R. Yoḥanan said they were like the fine linen garments that come from Beth Shean —skin garments meaning those that are next to the skin.1 R. Eleazar said: They were of goats' skin. R. Yehoshua said: Of hares' skin... —skin garments meaning those that are made from skin.2

1. I.e. skin garments does not mean garments of skin but garments for the skin. Why would the rabbis said that the garments were made out of linen. (Leaving aside the business about the High Priest's garments, which were also made of fine linen), only in Gen. 9 does G-d give Adam permission to kill animals. Everyone was vegetarian before Noah!

2. There's about seven of these, but there's nothing interesting here. The linen garments answer probably came after these, once someone raised the issue raised above.

פרקי דרבי אליעזר (Pirke de-Rebbe Eliezer) (14, Egypt C9) says as follows. This is a late midrash; it talks, for example, about Islam. But it's drawing on an old idea that's been hanging around for a long time. They're "doodling", trying to get at interesting things in the text.

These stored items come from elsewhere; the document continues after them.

PR #3212, opened 2023-11-06
Add option to enable/disable `WS_CLIPCHILDREN` window style

amrbashir:
While working on https://github.com/tauri-apps/wry/pull/1041 which allows adding the webview as a child window, I noticed that when setting the webview to be transparent, the portion of the parent behind it doesn't render properly and that was because of `WS_CLIPCHILDREN`


kchibisov (approved):

notgull:
Why was `WS_CLIPCHILDREN` added in the first place? I'm at the gym right now so I can't do an in depth blame.

msiglreith (changes requested):
This will break child rendering in non-special cases. The parent window can now overdraw the child window.

amrbashir:
Would it make more sense to make this configurable? and what should the default behavior be?

kchibisov:
If that will be the resolution, I'd probably suggest to put this thing on _hold_, until better days/0.30.0.

msiglreith:
Thanks, `WS_CLIPCHILDREN` should be enabled by default.

amrbashir:
alright, should be good to go now.

msiglreith (approved):

Issue #3215, opened 2023-11-07
Windows: set_control_flow has no effect from AboutToWait event


ogoffart:
Consider this modified version of the `timer.rs` example:

```
#![allow(clippy::single_match)]

use std::time::Duration;

use simple_logger::SimpleLogger;
use winit::{
    event::{Event, WindowEvent},
    event_loop::{ControlFlow, EventLoop},
    window::WindowBuilder,
};

#[path = "util/fill.rs"]
mod fill;

fn main() -> Result<(), impl std::error::Error> {
    SimpleLogger::new().init().unwrap();
    let event_loop = EventLoop::new().unwrap();

    let window = WindowBuilder::new()
        .with_title("A fantastic window!")
        .build(&event_loop)
        .unwrap();

    event_loop.run(move |event, elwt| {
        println!("{event:?}");

        match event {
            // New iteration: reset the control flow to Wait as we don't know if we will need to wait
            Event::NewEvents(_) => elwt.set_control_flow(ControlFlow::Wait),
            // ... some other event change internal data structures ...
            Event::AboutToWait => {
                // About to wait:  query internal data structure to know how long we need to sleep
                elwt.set_control_flow(ControlFlow::wait_duration(Duration::from_secs(1)));
            }

            Event::WindowEvent {
                event: WindowEvent::CloseRequested,
                ..
            } => elwt.exit(),
            Event::WindowEvent {
                event: WindowEvent::RedrawRequested,
                ..
            } => {
                fill::fill_window(&window);
            }
            _ => (),
        }
    })
}
```

The gist here is that we set ControlFlow::Wait from NewEvents.  
In our application some events such as mouse or keyboard event may start timers in a timer or actions. So at the end of the iteration, in AboutToWait,  we set the control flow to the computed waiting time.

That works on Linux: we get new event every second from that example.
But on Windows, this blocks forever unless you move the mouse or something.

I've tried debugging this quickly, and it seems like the `wait_and_dispatch_message` function queries the control_flow here:
https://github.com/rust-windowing/winit/blob/c89e6df758652443db9d0b6e1e2af2b35cd3af8e/src/platform_impl/windows/event_loop.rs#L363
And then sends the AboutToWait  shortly after via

And when Adam ate from the fruit of the tree, his skin and his exoskeleton was sloughed from him,1 and the cloud of glory disappeared from him and he saw himself naked.
[Shortly thereafter G-d curses the snake2 and, among other punishments] ordains that [the serpent] should slough its skin.

1. It goes on to say we have only one bit of pre-sin covering left in our bodies: fingernails. Pre-sin Adam and Eve were clad in keratin! We smell spices in Havdalah because it was the only sense that was not trammelled in the sin of the Garden of Eden.

(We now have the possibility to be holy, which Adam and Eve did not. R. Gordon thinks that spirituality comes more from vultnerability than from perfection.)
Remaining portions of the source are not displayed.